PR #268, opened 2023-10-24
tests/e2e: describe all pods on teardown

wainersm:
On operator_tests.bats's teardown let's print the description of all pods in the confidential-containers namespace to help on debug fails.


wainersm:
This one is part of https://github.com/confidential-containers/operator/pull/267 so closing it...

Issue #271, opened 2023-10-27
Take into consideration that /etc/containerd/config.toml may not exists


fidencio:
Containerd can run fine if the default config doesn't exist, and we should take this into consideration.

This has been discussed here: https://github.com/confidential-containers/operator/pull/267#discussion_r1370633947

PR #273, opened 2023-10-27
pre-install: Create containerd config it it doesn't exist

fidencio:
We're relying here on containerd being on /usr/local/bin/, which we do have access to, in order to create such config.

We're creating the config as the first thing on the script, as we don't want to get into the situation where a configuration was added / removed and we end up with that in the system due to us using a newer version of containerd than the one present in the system.

We may face more issues in the future, such as:
* containerd is only in /usr/bin/
  * We can start exposing this as a host path mount, but let's not do it unless it becomes necessary
* when CRI-O is supported, this file should only be created in case containerd is used

However, for now, let's go with this approach and avoid users hitting a possible error due to the lack of contained configuration.

Fixes: #271

### DIFF
--- a/install/pre-install-payload/scripts/reqs-deploy.sh
+++ b/install/pre-install-payload/scripts/reqs-deploy.sh
@@ -149,10 +149,6 @@ function restart_systemd_service() {
 function configure_nydus_snapshotter_for_containerd() {
 	echo "configure nydus snapshotter for containerd"
 
-	if [ ! -f "$containerd_config" ]; then
-		die "failed to find containerd config"
-	fi
-
 	containerd_imports_path="/etc/containerd/config.toml.d"
 
 	echo "Create ${containerd_imports_path}"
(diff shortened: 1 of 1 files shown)


fidencio:
All the BM tests on jenkins are failing due to:
```
13:59:51 stratovirt.go:971:20: ineffectual assignment to err (ineffassign)
13:59:51 	s.virtiofsDaemon, err = s.createVirtiofsDaemon(hypervisorConfig.SharedPath)
13:59:51 	      
```

stevenhorsman (commented):
I think you are already aware of this, but when I building the image and testing out the code it created the `/etc/containerd/config.toml`, but it had no content

fidencio:
> I think you are already aware of this, but when I building the image and testing out the code it created the `/etc/containerd/config.toml`, but it had no content

That was happening due to the lack of `gcompat` installed in the pre-reqs base image, which is based on `alpine`.

fitzthum (approved):
LGTM

PR #274, opened 2023-10-27
ccruntime: Set `INSTALL_OFFICIAL_CONTAINERD` to false

fidencio:
The majority of the managed kubernetes solutions are already relying on
a new enough (v1.7+) version of containerd.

> PROBLEM STATEMENT: Return every record, leaving each line exactly as it was given.

> EXERCISE OUTPUT:
PR #268, opened 2023-10-24
tests/e2e: describe all pods on teardown

wainersm:
On operator_tests.bats's teardown let's print the description of all pods in the confidential-containers namespace to help on debug fails.


wainersm:
This one is part of https://github.com/confidential-containers/operator/pull/267 so closing it...

Issue #271, opened 2023-10-27
Take into consideration that /etc/containerd/config.toml may not exists


fidencio:
Containerd can run fine if the default config doesn't exist, and we should take this into consideration.

This has been discussed here: https://github.com/confidential-containers/operator/pull/267#discussion_r1370633947

PR #273, opened 2023-10-27
pre-install: Create containerd config it it doesn't exist

fidencio:
We're relying here on containerd being on /usr/local/bin/, which we do have access to, in order to create such config.

We're creating the config as the first thing on the script, as we don't want to get into the situation where a configuration was added / removed and we end up with that in the system due to us using a newer version of containerd than the one present in the system.

We may face more issues in the future, such as:
* containerd is only in /usr/bin/
  * We can start exposing this as a host path mount, but let's not do it unless it becomes necessary
* when CRI-O is supported, this file should only be created in case containerd is used

However, for now, let's go with this approach and avoid users hitting a possible error due to the lack of contained configuration.

Fixes: #271

### DIFF
--- a/install/pre-install-payload/scripts/reqs-deploy.sh
+++ b/install/pre-install-payload/scripts/reqs-deploy.sh
@@ -149,10 +149,6 @@ function restart_systemd_service() {
 function configure_nydus_snapshotter_for_containerd() {
 	echo "configure nydus snapshotter for containerd"
 
-	if [ ! -f "$containerd_config" ]; then
-		die "failed to find containerd config"
-	fi
-
 	containerd_imports_path="/etc/containerd/config.toml.d"
 
 	echo "Create ${containerd_imports_path}"
(diff shortened: 1 of 1 files shown)


fidencio:
All the BM tests on jenkins are failing due to:
```
13:59:51 stratovirt.go:971:20: ineffectual assignment to err (ineffassign)
13:59:51 	s.virtiofsDaemon, err = s.createVirtiofsDaemon(hypervisorConfig.SharedPath)
13:59:51 	      
```

stevenhorsman (commented):
I think you are already aware of this, but when I building the image and testing out the code it created the `/etc/containerd/config.toml`, but it had no content

fidencio:
> I think you are already aware of this, but when I building the image and testing out the code it created the `/etc/containerd/config.toml`, but it had no content

That was happening due to the lack of `gcompat` installed in the pre-reqs base image, which is based on `alpine`.

fitzthum (approved):
LGTM

PR #274, opened 2023-10-27
ccruntime: Set `INSTALL_OFFICIAL_CONTAINERD` to false

fidencio:
The majority of the managed kubernetes solutions are already relying on
a new enough (v1.7+) version of containerd.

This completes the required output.